Domestic team information
- 2014: Vishal Warriors
- 2015: Nepal Army
- 2015: Pentagon
- 2015: Kurunegala Sports Club

Career statistics
| Competition | T20I | LA | T20 |
| Matches | 9 | 22 | 21 |
| Runs scored | 90 | 237 | 209 |
| Batting average | 10.00 | 11.85 | 11.61 |
| 100s/50s | 0/0 | 0/0 | 0/0 |
| Top score | 20 | 47 | 22 |
| Balls bowled | 141 | 777 | 249 |
| Wickets | 6 | 19 | 11 |
| Bowling average | 21.83 | 25.63 | 25.27 |
| 5 wickets in innings | 0 | 0 | 0 |
| 10 wickets in match | 0 | 0 | 0 |
| Best bowling | 3/26 | 3/18 | 3/12 |
| Catches/stumpings | 2/– | 9/– | 6/– |
- Source: CricketArchive, 29 September 2021

= Sagar Pun =

Nepalese cricketer

Sagar Pun (सागर पुन) (born 1 March 1993) is a Nepalese professional cricketer. An All-rounder, Sagar is a right-handed batsman and a right-arm off break bowler. He made his debut for Nepal against Singapore in March 2013.
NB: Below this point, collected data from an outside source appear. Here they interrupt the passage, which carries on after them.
PR #958, opened 2025-12-01
Nuhist cut

eduard322:
Fixed the 50 GeV cut for the production of P-Pt histograms of neutrino. I would investigate more what exactly this script does and what was the reason for that before using it. I don't think this is an urgent thing: it does not affect the production at all.

### DIFF
--- a/macro/makeDecay.py
+++ b/macro/makeDecay.py
@@ -142,8 +142,8 @@ for n in range(nEvents):
          if par.id()<0: idhnu+=1000
          pt2=par.px()**2+par.py()**2
          ptot=ROOT.TMath.Sqrt(pt2+par.pz()**2)
-         l10ptot=min(max(ROOT.TMath.Log10(ptot),-0.3),1.69999)
-         l10pt=min(max(ROOT.TMath.Log10(ROOT.TMath.Sqrt(pt2)),-2.),0.4999)
+         l10ptot= max(ROOT.TMath.Log10(ptot),-0.3)
+         l10pt= max(ROOT.TMath.Log10(ROOT.TMath.Sqrt(pt2)),-2.)
          h[str(idhnu)].Fill(ptot,wspill)
          h[str(idhnu+100)].Fill(l10ptot,l10pt,wspill)
          h[str(idhnu+200)].Fill(l10ptot,l10pt,wspill)
--- a/CHANGELOG.md
+++ b/CHANGELOG.md
@@ -208,6 +208,7 @@ it in future.
   - Update Python code in shipDigiReco.py to use modern constructors
   - Bump ClassDef versions to 2 for schema evolution
   - Add TrackInfo to RNTuple I/O test suite
+* Fixed the weird cut on P in the script that produces P and P-Pt histograms for neutrinos
 
 ### Removed
 


antonioiuliano2:
Yes, I agree with Oliver.

I would check it, because I am worried about how the high momentum bins with low statistics would be treated by GenieGenerator during the simulation.

antonioiuliano2:
> > Still no clue from my side, unfortunately. I was not able to find any relevant note on the gevgen_fnal attempt, except that we had some issue both in the Advanced SNDLHC configuration and the SHiP configuration due to high number of volumes to process (high granularity)?. The best is just to do a new attempt and take notes on everything weird I see. I can do it next week, between the SHiP Computing Workshop sessions.
> 
> Any progress on this?

Hello, I have made some test gevgen_fnal simulations and so far I have not encountered any showstopper. What I am doing is:

- launching a dummy Particle Gun muon simulation to have a geometry file of our detector;
- converting the geometry into GDML file;
- make the splines with gmkspl with this geometry file as input;
- launching gevgen_fnal providing as input the neutrino flux histogram and the geometry file;

Then, steps are as before:
- Convert the output ghep into gst format with gntpc;
- Add the TH2D histogram to the ROOT file with the gst TTree;
- Launch the usual run_simScript.py simulation with GENIE input file

I am now going to have a look if there is something out of place, and I will then move to compare the flux histograms with and without the energy cut.

antonioiuliano2:
> How do we proceed with this @eduard322 @antonioiuliano2 ?

Even if we do not plan to use them anymore for the full production simulations, 
I would still have a look at the old and new production neutrino momentum 2D histograms with and without this cut, since they are useful info for quick comparisons of neutrino distributions.

olantwin:
> > How do we proceed with this @eduard322 @antonioiuliano2 ?
> 
> Even if we do not plan to use them anymore for the full production simulations, I would still have a look at the old and new production neutrino momentum 2D histograms with and without this cut, since they are useful info for quick comparisons of neutrino distributions.

Ok. What does this mean for the pull request?

antonioiuliano2:
> > > How do we proceed with this @eduard322 @antonioiuliano2 ?
> > 
> > 
> > Even if we do not plan to use them anymore for the full production simulations, I would still have a look at the old and new production neutrino momentum 2D histograms with and without this cut, since they are useful info for quick comparisons of neutrino distributions.
> 
> Ok. What does this mean for the pull request?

He plays for the Nepal Army Club of the National League, Vishal Warriors of the Nepal Premier League and Pentagon International College, which plays in the SPA Cup.

== Playing career ==

Sagar Pun is one of the most talented Nepali cricketers, having qualified for the national team following his consistent performance in the U-19 tournaments and national games.
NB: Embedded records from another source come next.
PR #959, opened 2025-12-01
Layer id fix

eduard322:
Fix the outdated method of the extraction of layer_id and layer_type for MTC.


olantwin (approved):
Is GetLayerType no longer needed?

Sagar made his debut in the 2013 ACC Twenty20 Cup match against Singapore – the only match he played in the event. Sagar remained in the national team system and impressed the team management enough to be picked for the 2013 ACC Emerging Teams Cup in August 2013 in Singapore.
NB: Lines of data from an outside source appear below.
PR #998, opened 2026-01-13
Suggestion: saving hits on post-target plane

THanae:
Saving tracks reaching post-target sensitive plane (currently, if a post-target sensitive plane is added, tracks are only saved if they also reach the post-hadron absorber sensitive plane). 

This would not be used for the main production, but could be useful for side studies (?)

### DIFF
--- a/CHANGELOG.md
+++ b/CHANGELOG.md
@@ -18,6 +18,7 @@ it in future.
 
 ### Fixed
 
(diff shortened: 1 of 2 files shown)


olantwin (approved):
Looks fine. For the production, we should check what happens to performance and file size if the option is enabled.

olantwin (approved):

Sagar marked a fine one-day debut with a prized scalp of Afghanistan skipper Mohammad Nabi in the Emerging Teams Cup, a tournament where he scored an unbeaten 52 against the U-23 team of India. Following his impressive performance in Singapore, Sagar cemented his place in the senior team and never looked back.

After poor results by regular opener Pradeep Airee, Sagar was promoted in the 2013 ICC World Twenty20 Qualifier in UAE. Sagar batted with a positive body language despite not converting his scores into big ones.

Sagar played a vital role in Nepal's win against Afghanistan in the 2014 ICC World Twenty20 in Bangladesh. He bowled 3 overs and conceded just 10 runs, helping Nepal to seal the 9-run victory over Afghanistan, their first victory since 2004 in any format against their old rivals.

Sagar took 7 wickets during the 2014 Asian Games at an average of 5.57. He had an exceptional economy rate of just 3.90. He scored 107 runs in the 2014 ICC World Cricket League Division Three, including a half-century against Uganda, in three innings at an average of 53.50 and picked up 8 wickets.

In February 2015, he went to Sri Lanka after being recruited by Kurunegala Sports Club to play in the Emerging Trophy Tournament, three-day cricket tournament.

In August 2018, he was named in Nepal's squad for the 2018 Asia Cup Qualifier tournament. He made his One Day International (ODI) debut for Nepal against the United Arab Emirates on 30 August 2018.